1S If necessary, hydrophilic colloids such as gelatin derivatives, graft polymers of gelatin and other polymers, proteins other than gelatin, sugar derivatives, cellulose derivatives, synthetic hydrophilic polymer substances such as mono- or copolymers Can be used.

 [0045] (Ultraviolet absorber)

 In the present invention, it is preferable to use an ultraviolet absorber in order to avoid deterioration of the electromagnetic wave shielding film due to ultraviolet rays.

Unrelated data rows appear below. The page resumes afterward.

PR #6981, opened 2026-09-07
fix(core): keep discarded text out of dictation after reset

ephraimduncan:
## Problem

Dictation can restore discarded composer text after `reset()`. The next transcript must start from the empty draft, not the discarded draft.

Reproduction on base `98010f17b4a8d4bc506a6084007ecdaf4a823503` (`@assistant-ui/core` version `0.3.17`): after dependency installation and the core build, save this snippet as `repro.ts` at the repository root. Run `bun repro.ts`.

```ts
import { LocalRuntimeCore } from "./packages/core/src/runtimes/local/local-runtime-core.ts";

let emit;
const session = {
  status: { type: "running" },
  stop: async () => {},
  cancel: () => {},
  onSpeech: (callback) => { emit = callback; return () => {}; },
  onSpeechStart: () => () => {},
  onSpeechEnd: () => () => {},
};
const core = new LocalRuntimeCore({ adapters: {
  chatModel: { run: async () => ({ content: [] }) },
  dictation: { listen: () => session },
}}, undefined);
const composer = core.threads.getMainThreadRuntimeCore().composer;
try {
  composer.setText("old");
  composer.startDictation();
  await composer.reset();
  emit({ transcript: "new", isFinal: true });
  assert.equal(composer.text, "new");
} finally {
  composer.stopDictation();
  await Promise.resolve();
}
```

The base produces `"old new"`. The correction produces `"new"`. The adapter supplies speech results without a microphone.

## Root cause

Reset clears the composer text directly but retains the dictation baseline. The next speech result appends to that discarded baseline.

## Change

The reset helper uses the existing dictation rebase helper to clear the baseline and interim transcript. The dictation session stays active.

## Verification

- The runtime reproduction and regression failed before the correction and passed afterward.
- The regression also covers reset during an interim transcript, followed by interim and final speech results.
- `pnpm --filter @assistant-ui/core test src/tests/base-composer-runtime-core.test.ts src/tests/base-composer-runtime-core-send.test.ts src/tests/base-composer-runtime-core-addAttachment.test.ts src/tests/default-edit-composer-runtime-core.test.ts`: 93 tests passed.
- The core build and scoped oxlint check passed.
- Existing `QuoteInfo` type errors remain in the unchanged `retractDraft` test. This PR does not correct those errors.

## Public surface

`@assistant-ui/core` receives a patch changeset. Public exports and signatures, documentation, API-reference output, and templates stay unchanged.

<a href="https://cubic.dev/pr/assistant-ui/assistant-ui/pull/6981?utm_source=github" target="_blank" rel="noopener noreferrer" data-no-image-dialog="true"><picture><source media="(prefers-color-scheme: dark)" srcset="https://www.cubic.dev/buttons/review-in-cubic-dark.svg"><source media="(prefers-color-scheme: light)" srcset="https://www.cubic.dev/buttons/review-in-cubic-light.svg">Review in cubic</picture></a>

<a href="https://rupic.dev/s/s2.sIIg9oXcCyEcexrQ68WUdWJnkbD5BodqhDdae1Y82CwUSPSJvjsJ7qG_VLY?ref=github" target="_blank" rel="noopener noreferrer"><picture><source media="(prefers-color-scheme: dark)" srcset="https://rupic.dev/badges/track-dark-v1.svg">Track in Rupic</picture></a>

### DIFF
--- a/.changeset/clear-dictation-draft.md
+++ b/.changeset/clear-dictation-draft.md
@@ -1,0 +1,5 @@
+---
+"@assistant-ui/core": patch
+---
+
+fix: keep discarded composer text out of dictation results after reset
--- a/packages/core/src/runtime/base/base-composer-runtime-core.ts
+++ b/packages/core/src/runtime/base/base-composer-runtime-core.ts
@@ -159,6 +159,7 @@ export abstract class BaseComposerRuntimeCore
   private _emptyTextAndAttachments() {
     this._attachments = [];
     this._text = "";
+    this._rebaseDictation("");
     this._notifySubscribers();
   }
 
--- a/packages/core/src/tests/base-composer-runtime-core.test.ts
+++ b/packages/core/src/tests/base-composer-runtime-core.test.ts
@@ -103,6 +103,45 @@ describe("BaseComposerRuntimeCore", () => {
     expect(listener).not.toHaveBeenCalled();
   });
 
+  it("reset keeps discarded text out of later dictation results", async () => {
+    let emitSpeech!: (result: DictationAdapter.Result) => void;
+    composer.setDictationAdapter({
+      listen: () => ({
+        status: { type: "running" },
+        stop: async () => {},
+        cancel: () => {},
+        onSpeechStart: () => () => {},
+        onSpeechEnd: () => () => {},
+        onSpeech: (callback) => {
+          emitSpeech = callback;
+          return () => {};
+        },
+      }),
+    });
+
+    composer.setText("old");
+    composer.startDictation();
+    try {
+      await composer.reset();
+      expect(composer.text).toBe("");
+      emitSpeech({ transcript: "new", isFinal: true });
+      expect(composer.text).toBe("new");
+
+      emitSpeech({ transcript: "pending", isFinal: false });
+      expect(composer.text).toBe("new pending");
+      await composer.reset();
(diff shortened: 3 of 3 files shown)


okisdev (approved):
approving. the fix is at the cause: `_dictationBaseText` is the live session's anchor, and the file already carries the invariant that any write bypassing `setText` has to move it. `reset()` was the last direct write that didn't, and every other one already holds the line, `send()` cancels the session before clearing, `restoreDraft` and `retractDraft` both rebase. putting the call in `_emptyTextAndAttachments` next to the `_text = ""` it guards is the right place for it, and that helper has no other caller.

verified in a worktree rather than read: dropping the one line makes the new test fail with `expected 'old new' to be 'new'`, which is exactly the repro in the description, and restoring it gives 93 passed across the four composer suites and 1751 passed for the whole core package. both changed files are clean under tsc, oxlint and oxfmt. i also went through the early return in `reset()`, since it skips the rebase when the text is already empty, but `_text` is always `_dictationBaseText + _currentInterimText`, so an empty text means both are empty and there is nothing left to rebase.

one thing in the description no longer holds: the `QuoteInfo` errors you mention in the `retractDraft` test are not on this head. tsc reports nothing in either file you touched; core's 103 pre-existing errors are all in `model-context` and other untouched files.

As the ultraviolet absorber, known ultraviolet absorbers such as salicylic acid compounds, benzophenone compounds, benzotriazole compounds, S triazine compounds, cyclic imino ester compounds and the like can be preferably used. Of these, benzophenone compounds, benzotriazole compounds, and cyclic imino ester compounds are preferred. As what is mix | blended with a polyester, especially a cyclic imino ester type compound is preferable. Although there is no particular limitation on the layer to which these ultraviolet absorbers are added, from the viewpoint of preventing deterioration of the binder used in the silver halide emulsion-containing layer due to ultraviolet rays, the addition to the silver halide emulsion-containing layer is difficult. Direct addition, or closer to outside light than the layer containing a halogenated silver emulsion The aspect provided in is preferable. When added to a layer containing a silver halide emulsion or a layer adjacent thereto, benzotriazoles are preferably used as ultraviolet absorbers. For example, a general formula [III 3] described in JP-A-1-250944 can be mentioned. And compounds described in Japanese Patent Publication No. 64-66646

 Compounds represented by formula [III], UV-1L to UV-27L described in JP-A-63-187240, compounds represented by general formula [I] described in JP-A-41633, JP-A-5- The compounds represented by the general formulas (1) and (II) described in Japanese Patent No. 165144 are preferably used. These ultraviolet absorbers are, for example, high boiling points represented by phthalates such as dioctyl phthalate, di-decyl phthalate, and dibutyl phthalate, and phosphate esters such as tricresyl phosphate and trioctyl phosphate. An embodiment in which it is added in a dispersed form in an organic solvent is preferably used. In addition, an embodiment in which these ultraviolet absorbers are directly added to the support is also preferably used. In this case, for example, an embodiment described in JP-T-2004-531611 can also be preferably used.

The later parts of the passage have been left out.